Content starts

PR #764, opened 2025-12-08
[site] Fix CSP issues on the website

the-other-tim-brown:
## *Important Read*

@AzhanL pointed out that the site icons are not loading properly. It is due to some CSP loading issue. This PR updates the method we use to load the icons to resolve the issue.

## Brief change log

  The site is served with a CSP set by ASF infra that only allows `'self'`,
  `data:`, `blob:`, and a handful of Apache domains. Every third-party CDN  reference in `website/static/` is therefore blocked in production while
  working fine locally, since nothing local sets that header.
  - **Material Icons** — replaced the CDN webfont with inline SVG chevrons in the    FAQ accordion, and dropped the now-unused `font-family` rule. No font to load.
  - **jQuery** — vendored `jquery-3.5.1.min.js` (verified byte-identical to the
    official release) instead of loading it from CloudFront. `webflow.js` hard-depends    on it, so while it was blocked the FAQ accordion never collapsed and the mobile
    nav button did nothing.
  - **404 page** — deleted `static/404.html`. It was shadowing the Docusaurus-generated
    404, which has the site nav and no external references at all.  - **`.htaccess`** — added `ErrorDocument 404 /404.html` so missing URLs reach that
    page instead of the stock Apache 404. Same mechanism `apache/spark-website` uses.

## Verify this pull request

Built and ran locally with the following result:
image


the-other-tim-brown:
I've taken a new approach to resolve the CSP issues that were happening on the site (with the help of Claude;) )

vinishjail97 (approved):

Content ends

### EXERCISE REQUIREMENTS:
Print the records above exactly as written.

### SOLUTION BELOW:
PR #764, opened 2025-12-08
[site] Fix CSP issues on the website

the-other-tim-brown:
## *Important Read*

@AzhanL pointed out that the site icons are not loading properly. It is due to some CSP loading issue. This PR updates the method we use to load the icons to resolve the issue.

## Brief change log

  The site is served with a CSP set by ASF infra that only allows `'self'`,
  `data:`, `blob:`, and a handful of Apache domains. Every third-party CDN  reference in `website/static/` is therefore blocked in production while
  working fine locally, since nothing local sets that header.
  - **Material Icons** — replaced the CDN webfont with inline SVG chevrons in the    FAQ accordion, and dropped the now-unused `font-family` rule. No font to load.
  - **jQuery** — vendored `jquery-3.5.1.min.js` (verified byte-identical to the
    official release) instead of loading it from CloudFront. `webflow.js` hard-depends    on it, so while it was blocked the FAQ accordion never collapsed and the mobile
    nav button did nothing.
  - **404 page** — deleted `static/404.html`. It was shadowing the Docusaurus-generated
    404, which has the site nav and no external references at all.  - **`.htaccess`** — added `ErrorDocument 404 /404.html` so missing URLs reach that
    page instead of the stock Apache 404. Same mechanism `apache/spark-website` uses.

## Verify this pull request

Built and ran locally with the following result:
image


the-other-tim-brown:
I've taken a new approach to resolve the CSP issues that were happening on the site (with the help of Claude;) )

vinishjail97 (approved):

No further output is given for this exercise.